- Born: Anne Nordstrom 1930 or 1931 (age 94–95)
- Education: University of Washington
- Known for: Owner of 11% of Nordstrom
- Spouse(s): D. Wayne Gittinger (1933–2014)
- Children: 2
- Parent: Everett Nordstrom
- Relatives: John W. Nordstrom (grandfather) Bruce Nordstrom (brother)

= Anne Gittinger =

American billionaire heiress

Anne Gittinger (née Nordstrom), is an American billionaire heiress, the granddaughter of John W. Nordstrom, the co-founder of the Nordstrom department store chain.

==Early life==
She is the granddaughter of the co-founder of the Nordstrom department store chain, John W. Nordstrom, and the sister of Bruce Nordstrom, the company's former chairman and CEO. She has a degree from the University of Washington.

==Career==
Gittinger is Nordstorm's largest shareholder after her brother Bruce Nordstrom.

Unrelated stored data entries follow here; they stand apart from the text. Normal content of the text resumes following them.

PR #3232, opened 2023-11-11
!!! FEATURE: WIP Dispatcher and controller return `ActionResponse` (simpler controller pattern)

kitsunet:
will not be merged directly into 9.0 but included in this mvc overhaul pr: https://github.com/neos/flow-development-collection/pull/3311

This change needs an accompanying adjustment to Neos to adjust the
PluginImplementation as well as Modules.

~The new `SimpleActionController` gives you a direct and simple way to
route an ActionRequest and return an ActionReponse with nothing in
between. Routing should work just like with other ActionControllers.~

This is breaking if you implemented your own ControllerInterface
or overwrote or expect some of the api methods of the ActionController.
We now use a direct pattern of f(ActionRequest) => ActionResponse
in more places. Adjusting existing controllers should be easy though.
Additionally implementing your own dispatch loop (don't do this) will
need adjustments.

We discourage to manipulate `$this->reponse` in controllers,
although it should still work fine in actions for now, please consider
other options.

```php
class Dispatcher
{
    public function dispatch(ActionRequest $request): ActionResponse;
}
```


kitsunet:
Probably still has a few rough edges but I would like to discuss this before putting more time into it. I made it so that for probably the 90% userland case nothing should change, but open options, the few people that did overwrite/mess around with the interface and methods I changed shoudl have an easy time adapting. we could go way further with this paying for it with more breakiness.

Neos.Flow/Classes/Mvc/Controller/ControllerInterface.php
```diff
@@ -34,12 +34,11 @@ interface ControllerInterface
      * Processes a general request. The result can be returned by altering the given response.
      *
      * @param ActionRequest $request The request object
-     * @param ActionResponse $response The response, modified by the controller
-     * @return void
+     * @return ActionResponse $response The response, modified by the controller
```
mhsdesign:
```suggestion
     * @return ActionResponse $response The response, created by the controller
```

Neos.Flow/Classes/Mvc/Controller/SimpleActionController.php
```diff
@@ -0,0 +1,47 @@
...
+     * @param ActionRequest $request
+     * @return ActionResponse
+     * @throws NoSuchActionException
+     * @throws InvalidSlotException
+     */
+    public function processRequest(ActionRequest $request): ActionResponse
+    {
+        $request->setDispatched(true);
+        $actionMethodName = $this->resolveActionMethodName($request);
+        return $this->$actionMethodName($request);
```
mhsdesign: i think we should still ensure that the action is public, maybe at runtime by calling it from another class (maybe via an anonymous class?)

kitsunet: Yeah I thought about it, but felt this to be an overprotective precaution, after all it needs to end in `Action` anyways to be even callable, and the signature needs to fit otherwise it will just die as well, and in these simple controllers what else should there be.

And I think it would be actually nicer code wise to have it be not public?

mhsdesign:
Hi :D Thanks for this wip approach to have something concrete to discuss!. This new controller interface and the SimpleActionController look both real good. But i see that we have to go through some lengths to achieve this response manipulating "feature".

Im not entirely sure if this is the best way to have a common interface for both legacy and new controllers. I think the code manipulation of the `response` is currently not perfectly readable but we can rely on it working and i think the readability decreases for our legacy layer when we use exception throwing with response as field for control flow (clever idea though ^^).

How about to keep our legacy controller code base as is and instead introduce a new interface?

```php
interface LegacyActionControllerInterface
{
     public function processRequest(ActionRequest $request, ActionResponse $response): void;
} 
```

```php
interface SimpleActionControllerInterface
{
     public function processRequest(ActionRequest $request): ActionResponse;
} 
```

I also have been thinking about an controller which would work entirely only with psr requests and responses so that our users can apply their knowledge from other php frameworks and dont have to panic: `header(), echo "", die()`
That can  work if the dispatcher could figure out which method has to be called on the controller and the interface would just be a simple marker:


```php
/** implement your actions by the pattern {$name}Action, process the psr requet and return a response */
interface PsrControllerInterface
{
   // @example
   // public function indexAction(ServerRequest $request): Response;
} 
```

kitsunet:
But then you have a lot of weird checks and contortions in the lower layers? As in the dispatcher and any other code (plugins, widgets etc.) need to suddenly deal with two ways to call a controller. IDK I find the readability not too bad actually. And now the weirdness happens at least only inside the ActionController. And then we can step by step reduce the surface of this weirdness down to only the action and declare that the response is only globally available during the action method call. Could even be something we can do right now, not sure how much of our core contorllers do something beyond that.

Again PSR is a separate concern and not part of the dispatcher, that is a lower level we would have to build separate infrastructure for.

mficzel:
I really like this approach. No property mapping and no mimetype negotiation to produce unexpected trouble \o/.

@mhsdesign i think that this makes more sense with FlowActionRequest / Response as otherwise it would be more like a middleware. The middleware approach will probably be the path anyway $someone chooses if one does not want to learn a new framework.

kitsunet:
I think I do see a way in the future, we could move everything the ActionController does into the userland with services you can call. Like we deprecate _regular_ actions at some point and say you just make it a SimpleController action and use the following services to get the same results (ala propertymapper -> validator -> view) and then the old code is just wrapped by a new simple controller action with a few lines of boilerplate to init the stuff.

Future backwards compat controller way suggestion:
This would come in a future PR then when we decide to deprecate ActionController at some point.

```
class MyOldStyleController extends ActionController {
    // your classic old action method that would need to be migrated
    public function oldStyleAction(MyObject $foo, string $bar) {
        // do stuff
        $this->view->....
        return ...;
    }
}
```

```
class MyOldStyleController extends SimpleActionController {
    // provides "legacy" functionality like mapAndValidate for arguments
    use ActionControllerCompatibility;

    // the new public action method that re-implements the magic and wraps the logic of the old one
    public function oldStyleAction(ActionRequest $request) {
         $preparedArguments = $this->mapAndValidate('oldStyleActionMethod', $request); // provided by ActionControllerCompatibility trait
         $preparedView = $this->prepareViewFor('oldStyleActionMethod', $request); // provided by ActionControllerCompatibility trait
         // we would provide request and view here as additional arguments as to avoid the object state.
         $result = $this->oldStyleActionMethod(...$preparedArguments, $request , $view);
         return $this->mapResultsAndViewToReponse($result, $view); // provided by ActionControllerCompatibility trait
    }

    // your classic old action method with extended signature to provide request and view, can basically do the same as before
    public function oldStyleActionMethod(MyObject $foo, string $bar, $request, $view) {
        // do stuff
        $view->....
        return ...;
    }
}
```

Total sketch code obviously but probably something we could rector...

Neos.Flow/Classes/Mvc/Controller/SpecialResponsesSupport.php
```diff
@@ -0,0 +1,99 @@
...
+     * Sends the specified HTTP status immediately.
+     *
+     * @param integer $statusCode The HTTP status code
+     * @param ?string $statusMessage A custom HTTP status message
+     * @param string $content Body content which further explains the status
+     * @param ActionResponse $response
+     * @return never
+     * @throws StopActionException
+     */
+    protected function reponseThrowsStatus(int $statusCode, ?string $statusMessage = null, string $content = '', ?ActionResponse $response =  null): never
```
dlubitz:
```suggestion
    protected function responseThrowsStatus(int $statusCode, ?string $statusMessage = null, string $content = '', ?ActionResponse $response =  null): never
```

Neos.Flow/Classes/Mvc/Controller/SpecialResponsesSupport.php
```diff
@@ -0,0 +1,99 @@
...
+    }
+
+    /**
+     * @param ActionResponse $response
+     * @param string $message
+     * @param int $code
+     * @return never
+     * @throws StopActionException
+     */
+    protected function throwStopActionWithReponse(ActionResponse $response, string $message = '', int $code = 0): never
```
dlubitz:
```suggestion
    protected function throwStopActionWithResponse(ActionResponse $response, string $message = '', int $code = 0): never
```

Neos.Flow/Classes/Mvc/Controller/SpecialResponsesSupport.php
```diff
@@ -0,0 +1,99 @@
...
+     * @return ActionResponse
+     * @throws StopActionException
+     */
+    protected function responseRedirectsToUri(UriInterface $uri, int $delay = 0, int $statusCode = 303, ?ActionResponse $response = null): ActionResponse
+    {
+        $response = $response ?? new ActionResponse;
+
+        if ($delay < 1) {
+            $response->setRedirectUri($uri, $statusCode);
+            $this->throwStopActionWithReponse($response, '', 1699478812);
```
dlubitz:
```suggestion
            $this->throwStopActionWithResponse($response, '', 1699478812);
```

Neos.Flow/Tests/Unit/Mvc/Controller/AbstractControllerTest.php
```diff
@@ -350,10 +357,11 @@ public function myIndexAction(): void
...
         try {
-            $controller->processRequest($this->mockActionRequest, $this->actionResponse);
-        } catch (StopActionException) {
-            Assert::assertSame('the_uri', $this->actionResponse->getRedirectUri()?->__toString());
-            Assert::assertSame(303, $this->actionResponse->getStatusCode());
+            $controller->processRequest($this->mockActionRequest);
+        } catch (StopActionException $exception) {
+            $actionReponse = $exception->response;
+            Assert::assertSame('the_uri', $actionReponse->getRedirectUri()?->__toString());
+            Assert::assertSame(303, $actionReponse->getStatusCode());
```
dlubitz:
```suggestion
            $actionResponse = $exception->response;
            Assert::assertSame('the_uri', $actionResponse->getRedirectUri()?->__toString());
            Assert::assertSame(303, $actionResponse->getStatusCode());
```

Neos.Flow/Tests/Unit/Mvc/Controller/AbstractControllerTest.php
```diff
@@ -309,10 +312,11 @@ public function myIndexAction(): void
...
```
dlubitz:
```suggestion
            $actionResponse = $exception->response;
            Assert::assertSame('the_uri', $actionResponse->getRedirectUri()?->__toString());
            Assert::assertSame(303, $actionResponse->getStatusCode());
```

Neos.Flow/Tests/Unit/Mvc/DispatchMiddlewareTest.php
```diff
@@ -78,10 +79,14 @@ protected function setUp(): void
      */
     public function processDispatchesTheRequest()
     {
+        $testContentType = 'audio/ogg';
         $this->mockHttpRequest->method('getQueryParams')->willReturn([]);
-        $this->mockDispatcher->expects(self::once())->method('dispatch')->with($this->mockActionRequest);
+        $testReponse = new ActionResponse();
+        $testReponse->setContentType($testContentType);
+        $this->mockDispatcher->expects(self::once())->method('dispatch')->with($this->mockActionRequest)->willReturn($testReponse);
```
dlubitz:
```suggestion
        $testResponse = new ActionResponse();
        $testResponse->setContentType($testContentType);
        $this->mockDispatcher->expects(self::once())->method('dispatch')->with($this->mockActionRequest)->willReturn($testResponse);
```

Neos.FluidAdaptor/Tests/Unit/Core/Widget/AjaxWidgetMiddlewareTest.php
```diff
@@ -119,6 +120,8 @@ protected function setUp(): void
         $this->inject($this->ajaxWidgetMiddleware, 'hashService', $this->mockHashService);
 
         $this->mockDispatcher = $this->getMockBuilder(Dispatcher::class)->getMock();
+        $actionReponse = new ActionResponse();
+        $this->mockDispatcher->expects(self::any())->method('dispatch')->willReturn($actionReponse);
```
dlubitz:
```suggestion
        $actionResponse = new ActionResponse();
        $this->mockDispatcher->expects(self::any())->method('dispatch')->willReturn($actionResponse);
```

Neos.FluidAdaptor/Tests/Unit/Core/Widget/AjaxWidgetMiddlewareTest.php
```diff
@@ -177,7 +180,8 @@ public function handleDispatchesActionRequestIfWidgetContextIsPresent()
         $mockActionRequest = $this->getMockBuilder(ActionRequest::class)->disableOriginalConstructor()->getMock();
         $this->mockActionRequestFactory->method('prepareActionRequest')->willReturn($mockActionRequest);
 
-        $this->mockDispatcher->expects(self::once())->method('dispatch');
+        $actionReponse = new ActionResponse();
+        $this->mockDispatcher->expects(self::once())->method('dispatch')->willReturn($actionReponse);
```
dlubitz:
```suggestion
        $actionResponse = new ActionResponse();
        $this->mockDispatcher->expects(self::once())->method('dispatch')->willReturn($actionResponse);
```

Neos.Flow/Classes/Mvc/Controller/SpecialResponsesSupport.php
```diff
@@ -0,0 +1,99 @@
...
+        $response->setStatusCode($statusCode);
+        if ($content === '') {
+            $content = sprintf(
+                '%s %s',
+                $statusCode,
+                $statusMessage ?? ResponseInformationHelper::getStatusMessageByCode($statusCode)
+            );
+        }
+        $response->setContent($content);
+        $this->throwStopActionWithReponse($response, $content, 1558088618);
```
dlubitz:
```suggestion
        $this->throwStopActionWithResponse($response, $content, 1558088618);
```

Neos.Flow/Classes/Mvc/Controller/AbstractController.php
```diff
@@ -311,22 +322,17 @@ protected function redirectToRequest(ActionRequest $request, $delay = 0, $status
...
-        } else {
-            $this->response->setStatusCode($statusCode);
-            $this->response->setContent('<html><head><meta http-equiv="refresh" content="' . (int)$delay . ';url=' . $uri . '"/></head></html>');
+        if (!$uri instanceof UriInterface) {
+            $uri = new Uri($uri);
         }
-        throw new StopActionException();
+
+        $response = $this->responseRedirectsToUri($uri, $delay, $statusCode, $this->response);
+        $this->throwStopActionWithReponse($response, '', 1699716808);
```
dlubitz:
```suggestion
        $this->throwStopActionWithResponse($response, '', 1699716808);
```

Neos.Flow/Classes/Mvc/Controller/AbstractController.php
```diff
@@ -351,25 +357,29 @@ protected function throwStatus(int $statusCode, $statusMessage = null, $content
             );
         }
         $this->response->setContent($content);
-        throw new StopActionException($content, 1558088618);
+        $this->throwStopActionWithReponse($this->response, $content, $statusCode);
```
dlubitz:
```suggestion
        $this->throwStopActionWithResponse($this->response, $content, $statusCode);
```

dlubitz (commented):
I like that idea. I just would challange the name "SimpleActionController", but I have no better idea at the moment.

(Sorry for the typo change-requests at this point... I didn't expect that much and I was afraid it would be forgotten in the end)

kitsunet:
Note that if you want to test this with Neos you need to apply the patch for it as well 
https://github.com/neos/neos-development-collection/pull/4738

Neos.Flow/Classes/Mvc/Controller/AbstractController.php
```diff
@@ -216,30 +229,7 @@ protected function forward($actionName, $controllerName = null, $packageKey = nu
...
-     */
-    protected function forwardToRequest(ActionRequest $request)
-    {
-        $packageKey = $request->getControllerPackageKey();
-        $subpackageKey = $request->getControllerSubpackageKey();
-        if ($subpackageKey !== null) {
-            $packageKey .= '\\' . $subpackageKey;
-        }
-        $this->forward($request->getControllerActionName(), $request->getControllerName(), $packageKey, $request->getArguments());
+        $this->forwardToRequset($nextRequest);
```
kitsunet: Haha, the typo makes this work... going to fix...

mficzel:
@kitsunet like this change still by reading but wonder wether the Fusion ControllerContext will still be able to manipulate the action response as before?

Side note: This is used in fusion form here https://github.com/neos/fusion-form/blob/main/Classes/Runtime/FusionObjects/RuntimeFormImplementation.php#L75-L89 and here https://github.com/neos/fusion-form/blob/main/Classes/Runtime/FusionObjects/RuntimeFormImplementation.php#L171-L175 mostly for setting location headers in redirect actions.

Neos.Flow/Classes/Mvc/Controller/SimpleActionController.php
mhsdesign: I think `public` makes more sense, as otherwise code sniffing things will immediately say its unused?

Also it feels like some kind of entry point, even if not a conventional method...

Neos.Flow/Classes/Mvc/Controller/SimpleActionController.php
```diff
@@ -0,0 +1,49 @@
...
+ * Provides most direct access to our request/response abstraction,
+ * the request comes directly from the dispatcher and goes directly back to it.
+ *
+ * For helpers to facilitate throws, forwards, redirects:
+ * @see SpecialResponsesSupport
+ *
+ * Views or other processing needs to be added to your controller as needed,
+ * helpers will be suggested here as they become available.
+ */
+class SimpleActionController implements ControllerInterface
```
mhsdesign, line 19: ha as a new class we can finally avoid making mistakes concerning what api is and whats not :D

I guess extending is okay xD - no just joking - but then we should probably mark it `@api`, also as there is relatively little code in `processRequest` and `resolveActionMethodName`, we _can_ consider making both final, to limit api scope, as creating an own plain controller by implementing the `ControllerInterface` is now super simple.

Neos.Flow/Classes/Mvc/Controller/SimpleActionController.php
```diff
@@ -0,0 +1,49 @@
...
+        return $this->$actionMethodName($request);
+    }
+
+    /**
+     * Resolves and checks the current action method name
+     *
+     * @return string Method name of the current action
+     * @throws NoSuchActionException
+     */
+    protected function resolveActionMethodName(ActionRequest $request): string
```
mhsdesign: ha as a new class we can finally avoid making mistakes concerning what api is and whats not :D

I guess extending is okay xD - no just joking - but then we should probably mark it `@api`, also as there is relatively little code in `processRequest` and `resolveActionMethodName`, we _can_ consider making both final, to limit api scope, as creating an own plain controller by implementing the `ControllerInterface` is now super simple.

As of April 2021, she had a net worth of $1.1 billion.

==Personal life==
She was married to D. Wayne Gittinger (1933–2014), a pitcher on the Husky baseball team from Kellogg, Idaho. After graduating from UW in 1954 and its law school in 1957, he was a partner in the Seattle law firm Lane Powell and a former Nordstrom director. They had two children, and lived in Seattle.